— Не обиделся? Зла не затаил? — продолжал расспрашивать Федоровский, с интересом разглядывая немецкого подполковника.
— Наоборот, это наши лучшие кадры. В Берлине таких сколько хочешь. — Маслов усмехнулся. — Еще и благодарны нам за избавление от фашистской заразы. Они все через школы антифашистского актива прошли, там им объяснили, что к чему.
Подполковник Маслов соскользнул с полки и распахнул дверь.
— Все, я иду туда, где трудно, а то, понимаешь, водка выдыхается.
Последних выбравшихся из бани встретили приветственными криками и штрафными бокалами. Пиво было свежее, бочковое, а не бутылочное. Водку вытащили из холодильника. На стол вывалили воблу. Штайнбах, закутанный в простыню, ухватил самую здоровую за хвост и стал бить о край стола.
Федоровский, пригладив жидкие волосы, решительно поднялся. Граненый стакан водки казался крохотным в его огромном кулаке:
— Предлагаю выпить за нерушимое единство народов Советского Союза и Германской Демократической Республики!
— До дна! — подхватили по-русски немцы.
Первые уроки пития по-русски они получили, когда учились в Высшей школе КГБ в Москве.
Дисциплина в Высшей школе КГБ была суровой даже для иностранцев, но в выходной день выпить не возбранялось. Напротив, преподаватели желали знать, кто сколько в состоянии выпить и при этом не потерять контроль над собой. У разведчика должны хорошо работать голова, язык и печень, говорили преподаватели.
— Добрая закуска, — с полным ртом пробормотал Маслов. — Совсем как в Берлине.
Он очищал свою тарелку с завидной скоростью.
— Да, со снабжением у немцев неплохо, — согласился кто-то из москвичей.
— Как сейчас с едой в Москве? — сочувственно спросил кто-то из немцев.
— Отлично, все есть, временные трудности позади, — уверенно ответил Маслов и строго оглядел окружающих. — Партия заботится о народе. Товарищ Брежнев здорово двинул дело вперед. Он энергичный и знающий руководитель ленинского типа.
— Предлагаю тост за товарища Брежнева, вождя советских коммунистов и настоящего друга нашей страны! — вскочил немецкий майор.
Он лихо осушил стакан и рухнул на стул. Глаза его остекленели. Несколько мгновений он сидел, не шевелясь, потом вернулся к жизни и полез за закуской, неуверенно тыкая вилкой в тарелку с ветчиной.
Потом пили за политбюро, за КГБ СССР, за МГБ ГДР, за чекистское братство. Последние тосты смогли поддержать уже не все. Двоих молодых немцев нежно переложили в мягкие кресла, пылившиеся в углу, и они заснули.

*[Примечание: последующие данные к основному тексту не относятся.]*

Issue #127, opened 2022-08-02
[Documentation] How should "internal" permissions be avoided?


Olf0:
The header of the second table in [the section "Permissions" of the README currently states](https://github.com/sailfishos/sailjail-permissions/tree/6a79d43b20b1fcd70d7c4d56bf63fde574c91af5#permissions): "Internal permissions that applications generally should not use directly:"

The "internal permissions" listed cover many functions which are commonly in use (e.g., Notifications or Sharing), plus some functions which Jolla strongly promoted (e.g., Secrets and the again overhauled sharing API).

Hence my question is: How does Jolla envision to avoid using these "internal" permissions for third party apps, while keeping the extant functionality of an app intact, including the use of Notifications, Jolla's recent Sharing API and the Jolla-Secrets API?

I would appreciate much, if the documentation is updated to clarify this and to provide some guidance what app developers should do (because that it its purpose, IMO).

Side note: Most of the entries in the second column of the "internal permissions" table in [the section "Permissions" of the README currently states](https://github.com/sailfishos/sailjail-permissions/tree/6a79d43b20b1fcd70d7c4d56bf63fde574c91af5#permissions) are empty.  It is impossible to derive the exact scope of a SailJail permission only by its name, hence filling these voids would be very helpful, because one may over-interpret the scope of a permission without a description.

attah:
I'll attempt an explanation:
Not all are internal as in _internal use only_, but _library_ permissions included by ones that you are allowed to use.
Specifically Notifications and Sharing are definitely of that kind.
I.e. the vision is to (only have to) use derived permissions.

Compatibility was added for me, Poetaster and some others that got creative and skirted harbour rules with calling binaries in QProcess.
It really doesn't do more than allow access to some select binaries: https://github.com/sailfishos/sailjail-permissions/blob/master/permissions/Compatibility.permission

Olf0:
> I'll attempt an explanation:

Thank you for your explanations.  Actually they depict to bigger gaps in the documentation than I originally assumed when I created this issue.

> Not all are internal as in _internal use only_, but _library_ permissions included by ones that you are allowed to use. Specifically Notifications and Sharing are definitely of that kind.

IMHO "library permission" is a new term, which is not used anywhere else yet.  I think it is misleading, as it is seems to be completely unrelated to software libraries (i.e., a set of callable functions), e.g., shared objects / DLLs.

[...]

PR #128, opened 2022-08-04
[permissions] Update README to clarify which apps are sandboxed. Fixes JB#58455

### LINKED ISSUE #126: [Documentation] Unclear scope of "all apps"
The fourth sentence of [the Sailjail README](https://github.com/sailfishos/sailjail-permissions/tree/6a79d43b20b1fcd70d7c4d56bf63fde574c91af5#readme) currently states: "Target is to have application sandboxing enforced to all applications, starting from Sailfish OS 4.4.0."

* I wonder what "all" is supposed to mean precisely:
  1. … enforced for all applications by Jolla, …
  2. … enforced for all applications available at the Jolla Store ("harbour"), …
  3. … enforced for every application installed, …
  
  Please clarify the wording in the README, e.g., with one of my suggestions.

* Jolla obviously missed the goal of reaching this target by Sailfish OS 4.4.0.  AFAIU the Jolla Store app is not sandboxed, yet.
   While missing due dates is quite common in the IT-business, you might want to update the Sailfish OS release version in this sentence with your current target release.

llewelld:
The README suggested there was a plan to sandbox all apps by the
Sailfish OS 4.4.0 release. In practice, this meant that all apps without
permissions specified would be given a default profile from 4.4.0
onwards.

Since this is now the case, this change updates the README to reflect
the current situation.

Fixes #126.

### DIFF
--- a/README.md
+++ b/README.md
@@ -3,8 +3,9 @@
 Sailfish OS application sandboxing and permissions system is build on top of
 Firejail. The Firejail documentation can be found from [here](https://firejail.wordpress.com/).
 
-The Sailfish OS application permissions are applicable only to sandboxed applications. Target is to
-have application sandboxing enforced to all applications, starting from Sailfish OS 4.4.0.
+The Sailfish OS application permissions are applicable only to sandboxed applications. Since
+Sailfish OS 4.4.0 all applications that do not specifically opt-out or define permissions are
+sandboxed automatically using a default profile.
 
 Application launch happens via standard desktop file that has been augmented
 so that it contains necessary metadata (such as a list of requested permissions)


abranson (approved):

rainemak (approved):
This is good like this. Worth creating a task regarding Sharing permission and adjust some parts of the text. Sharing permission itself is internal while at the same being part of the Base permission. This implies that each sandboxed application will automatically gain Sharing permission as each app has base permissions.

Olf0 (approved):
Thank you @llewelld, your rephrased version of this central statement is concise and unambiguous (at least for me).

Olf0:
> … Worth creating a task regarding Sharing permission and adjust some parts of the text. Sharing permission itself is internal while at the same being part of the Base permission. This implies that each sandboxed application will automatically gain Sharing permission as each app has base permissions.

May I suggest not to add additional text somewhere, but fill out the empty field for the Sharing permission in then table of "internal permissions", as suggested in the side note of the original report at issue #127.

rainemak:
> > … Worth creating a task regarding Sharing permission and adjust some parts of the text. Sharing permission itself is internal while at the same being part of the Base permission. This implies that each sandboxed application will automatically gain Sharing permission as each app has base permissions.
> 
> May I suggest not to add additional text somewhere, but fill out the empty field for the Sharing permission in then table of "internal permissions", as suggested in the side note of the original report at issue #127.

You're failing to understand different aspect of this. What is allowed in Harbour is not everything and all should documented. I do understand that everything is not perfectly documented but we're working it. Sharing is implicitly allowed. Thus, should be documented as well.

Olf0:
> > May I suggest not to add additional text somewhere, but fill out the empty field for the Sharing permission in then table of "internal permissions", as suggested in the side note of the original report at issue #127.
> 
> You're failing to understand different aspect of this.

Do I?  Which one(s) are you thinking if?

> What is allowed in Harbour is not everything and all should documented.

While this is certainly true, this sentence does not make much sense IMO.  Especially as this issue, this discussion and the whole Sailjail permission system is unrelated to the Jolla Store ("Harbour") AFAIU.  Or am I missing something?

> I do understand that everything is not perfectly documented but we're working it. Sharing is implicitly allowed. Thus, should be documented as well.

I fully concur and have not stated anything contradicting.  But as you are explicitly replying to my suggestion to use the empty description field of the `Sharing` permission in the table "internal permissions" for this (instead of text somewhere else) this sound as if you want to contradict, but I fail to see any contradicting argument.

llewelld:
Rebased.

llewelld:
Thanks for all of the input. I've created a separate task related to the Sharing permission text. I'll try to take what you've said on board, but once there are some PRs related to it I'll post the links here and then I suggest it might be easiest to continue the conversation there.

llewelld:
I'm not sure whether I covered everything, but I've proposed some text about the Sharing permission and would welcome your comments:
https://github.com/sailfishos/sailjail-permissions/pull/129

Наравне с русскими пили Штайнбах и смуглый, чернявый капитан Хоффман. Штайнбах расспрашивал москвичей о театральных премьерах и вспоминал самодеятельный театр в лагере для военнопленных. Хоффман, поминутно вытирая пот со лба, вдруг заявил, что будет играть на гитаре. Это случалось с ним только в большом подпитии.
Маслов изъявил желание достать гитару.
— Целлер! — окликнул он лейтенанта, который кружку за кружкой глотал пиво, а водку не пил. — Ты почему опять не выпил за здоровье немецких товарищей? Ты же сам немец, должен радоваться, что своих видишь.
— Я выпил, — отозвался стриженный ежиком Целлер.
Он знал, что сейчас услышит, и его пухлое лицо заранее обиженно скривилось.
— Что ты выпил? Пиво ты сосешь, а настоящие чекисты пьют водку! — оборвал его Маслов. — Какой же ты, к черту, чекист? Переведем тебя в хозяйственное управление или вообще выгоним. На хрен мы тебя вообще сюда взяли, а?
— Оставь ты его. Не скандаль при гостях, — нехотя вступился за него Федоровский.
Набравшийся Маслов пропустил его слова мимо ушей.
— Найди мне гитару, — приказал он.
Целлер встал.
— Здесь нет гитары, товарищ подполковник.
— Не возражать! — отрезал Маслов. — Выполняй приказ.